PR #6476, opened 2024-11-07
Dutch Translations update. 

fredvd:
Contributed to by the Flemish Environment…

- [x] I signed and returned the [Plone Contributor Agreement](https://plone.org/foundation/contributors-agreement), and received and accepted an invitation to join a team in the Plone GitHub organization.
- [x] I verified there aren't other open [pull requests](https://github.com/plone/volto/pulls) for the same change.
- [x] I followed the guidelines in [Contributing to Volto](https://6.docs.plone.org/volto/contributing/index.html).

These are translations only. I tried to run the linting etc. by following the instructions at https://6.docs.plone.org/volto/contributing/developing-core.html and then run 'pnpm lint', in the packages/volto directory but I get a message that more than 10 errors are present.  Also my pnpm-lock.yaml file gets local changes when I have pulled out the latest main and am using corepack to pick the correct pnpm version:

```
diff --git a/pnpm-lock.yaml b/pnpm-lock.yaml
index d17950b41..f4ff0050c 100644
--- a/pnpm-lock.yaml
+++ b/pnpm-lock.yaml
@@ -25399,7 +25399,7 @@ snapshots:

   babel-plugin-polyfill-corejs2@0.4.10(@babel/core@7.25.8):
     dependencies:
-      '@babel/compat-data': 7.25.8
+      '@babel/compat-data': 7.24.4
```

- [ ] I succesfully ran [code linting checks](https://6.docs.plone.org/volto/contributing/linting.html) on my changes locally.
- [ ] I succesfully ran [unit tests](https://6.docs.plone.org/volto/contributing/testing.html) on my changes locally.
- [ ] I succesfully ran [acceptance tests](https://6.docs.plone.org/volto/contributing/acceptance-tests.html) on my changes locally.
- [ ] If needed, I added new tests for my changes.
- [ ] If needed, I added [documentation](https://6.docs.plone.org/volto/contributing/documentation.html#narrative-documentation) for my changes, either in the Storybook or narrative documentation.
- [ ] I included a [change log entry](https://6.docs.plone.org/contributing/index.html#contributing-change-log-label) in my commits.

-----

PR #6688, opened 2025-02-06
Update Dutch translations.

mauritsvanrees:
This turns two Dutch terms introduced in PR #6476 back to their English version: teaser and grid. With @fredvd and the client we agreed that in this case the English terms are better, less surprising. So this reverts a small part of that PR.

@fredvd I left one case of 'voorproefje' untouched, as it seems a fine translation of 'preview':

```
msgid "Results preview"
msgstr "Resultaten voorproefje"
```

### DIFF
--- a/packages/volto/locales/nl/LC_MESSAGES/volto.po
+++ b/packages/volto/locales/nl/LC_MESSAGES/volto.po
@@ -3020,7 +3020,7 @@ msgstr "Resultaten limiet"
 #. Default: "Results preview"
 #: components/manage/Blocks/Listing/Edit
 msgid "Results preview"
-msgstr "Resultaten voorproefje"
+msgstr "Resultaten voorvertoning"
 
 #. Default: "Results template"
 #: components/manage/Blocks/Search/SearchBlockEdit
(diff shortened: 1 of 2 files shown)


fredvd:
> This turns two Dutch terms introduced in PR #6476 back to their English version: teaser and grid. With @fredvd and the client we agreed that in this case the English terms are better, less surprising. So this reverts a small part of that PR.
> 
> @fredvd I left one case of 'voorproefje' untouched, as it seems a fine translation of 'preview':
> 
> ```
> msgid "Results preview"
> msgstr "Resultaten voorproefje"
> ```

Lol, yes there it is fine again. But it still is too playful IMHO, ‘voorvertoning’ would be more neutral but icky as well.  And maybe we’re dealing with Flemish/Dutch as well.  Ah linguistic yak shaving  :-P

fredvd (approved):
Comfirmed

mauritsvanrees:
@fredvd Ah yes, 'voorvertoning' is better there.  Also from a Flemish viewpoint I think.  It is used a few more times.  I have pushed a commit.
========
Please work out how many lines of the listing contain the string "Resultaten", and answer with the number only.

5